Different parameters of fibrinolytic systems like t‐PA, PAI, D‐dimer, and inhibitors of blood coagulation, i.e., protein C (PC), protein S(PS), and antithrombin III (AT‐III), have been studied in cases of acute malaria due to Plasmodium falciparum and plasmodium vivax infection, and these patients were followed up. It was observed that the plasma PAI‐1 was very high in cases of P. falciparum malaria infection as compared to normal controls and P. vivax infection. The changes in complicated cases of P. falciparum were remarkable as compared to uncomplicated ones. The PC, PS, and AT‐III levels were also low in P. falciparum, particularly so in complicated cases, and were normal in P. vivax infection. The factor VIII R:Ag levels were invariably high in acute malaria.
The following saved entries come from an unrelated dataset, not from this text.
Issue #2242, opened 2022-10-20
[Bug Report]: `Test-NamePrefixAvailability` not compatible with new dependencies approach


AlexanderSehr:
### Describe the bug

The script [Test-NamePrefixAvailability](https://github.com/Azure/ResourceModules/blob/main/utilities/tools/Test-NamePrefixAvailability.ps1) relies on the original JSON-Parameter files to find all names that must be unique and hence validated.

As we moved away from the JSON-Parameter files in favor of Bicep-Template files, we should also update this logic or remove its reference from the wiki as it will produce misleading results.

### To reproduce

Run the `Test-NamePrefixAvailability` function with for example a used storage account name.

rahalan:
1.) add a note in utility docs
2.) fix it

PR #2330, opened 2022-11-14
[Utilities] Fix for test name prefix availability

fblix:
# Description

This PR includes updates to the `Test-NamePrefixAvailability` script. (as per #2242)
Changes were necessary since there are no more parameter.json files but bicep files used for parameter testing.
A pipeline run is not attached since the script is to be run locally (see "Getting started" section in the wiki).

Happy to discuss my approach :)

| Pipeline |
| - |
| N/A |

# Type of Change

# Checklist

- [x] I did format my code


utilities/tools/Test-NamePrefixAvailability.ps1
```diff
@@ -56,123 +63,136 @@ function Test-NamePrefixAvailability {
...
-                else {
-                    Write-Warning "=> Warning: The storage account name [$storageAccountName] is not available. Please try a different prefix."
-                    $prefixAvailable = $false
+                'Microsoft.ContainerRegistry/registries' {
+                    $filter = 'registryName:'
                 }
+                'Microsoft.KeyVault/vaults' {
+                    $filter = 'keyVaultName:'
+                }
+                Default { Write-Error 'I dont like you.' }
```
eriqua, line 84: ❤️

fblix: I've updated this one to a more boring but better understandable error message.

utilities/tools/Test-NamePrefixAvailability.ps1
```diff
@@ -34,6 +38,9 @@ function Test-NamePrefixAvailability {
         [Parameter(Mandatory = $true)]
         [string] $namePrefix,
 
+        [Parameter(Mandatory = $true)]
+        [string] $serviceShort,
```
AlexanderSehr, line 42: This parameter will become a problem as you won't have all 400 serviceShorts at hand when running the script ;)

Ideally, in the logic below, you should simply fetch the serviceShort from the file that you're anyways processing and test against the full name

utilities/tools/Test-NamePrefixAvailability.ps1
```diff
@@ -56,123 +63,139 @@ function Test-NamePrefixAvailability {
...
-            # -----------------------
-            $storageAccountFiles = $parameterFiles | Where-Object { $_ -match 'Microsoft.Storage/storageAccounts' }
-            $storageAccountNames = $storageAccountFiles | ForEach-Object { (ConvertFrom-Json (Get-Content $_ -Raw)).parameters.name.value } | Where-Object { $null -ne $_ }
+        $storageAccountNames = @()
+        $containerRegistryNames = @()
+        $keyVaultNames = @()
 
-            $keyVaultFiles = $parameterFiles | Where-Object { $_ -match 'Microsoft.KeyVault/vaults' }
-            $keyVaultNames = $keyVaultFiles | ForEach-Object { (ConvertFrom-Json (Get-Content $_ -Raw)).parameters.name.value } | Where-Object { $null -ne $_ }
+        $parameterFiles = (Get-ChildItem -Path $repoRoot -Recurse -Filter 'deploy.test.bicep').FullName | ForEach-Object { $_.Replace('\', '/') }
```
AlexanderSehr, line 71:
```suggestion
        $parameterFiles = (Get-ChildItem -Path $repoRoot -Recurse -Filter 'deploy.test.bicep').FullName | Where-Object {
          Test-Path (Join-Path (Split-Path $_ -Parent) 'dependencies.bicep') # Currently we only need to consider files that have ResourceGroup resources
        } | ForEach-Object { 
          $_.Replace('\', '/') 
        }
```

utilities/tools/Test-NamePrefixAvailability.ps1
```diff
@@ -56,123 +63,139 @@ function Test-NamePrefixAvailability {
...
-            foreach ($storageAccountName in $storageAccountNames) {
-                $path = '/subscriptions/{0}/providers/Microsoft.Storage/checkNameAvailability?api-version=2021-04-01' -f $subscriptionId
-                $requestInputObject = @{
-                    Method  = 'POST'
-                    Path    = $path
-                    Payload = @{
-                        name = $storageAccountName
-                        type = 'Microsoft.Storage/storageAccounts'
-                    } | ConvertTo-Json
+        foreach ($relevantResourceType in $relevantResourceTypes) {
```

On follow‐up of some of these cases the values came back to normal after the antiparasite treatment. The monocyte procoagulant activity was found to be significantly higher in P. falciparum infection as compared to that of P. vivax infection. All these findings therefore contribute towards the production of a hypercoagulable state in P. falciparum infection and partly explain the complications of P. falciparum infection like cerebral malaria. Am. J. Hematol. 54:23–29, 1997

Venous thromboembolism in young patients from western India: a study.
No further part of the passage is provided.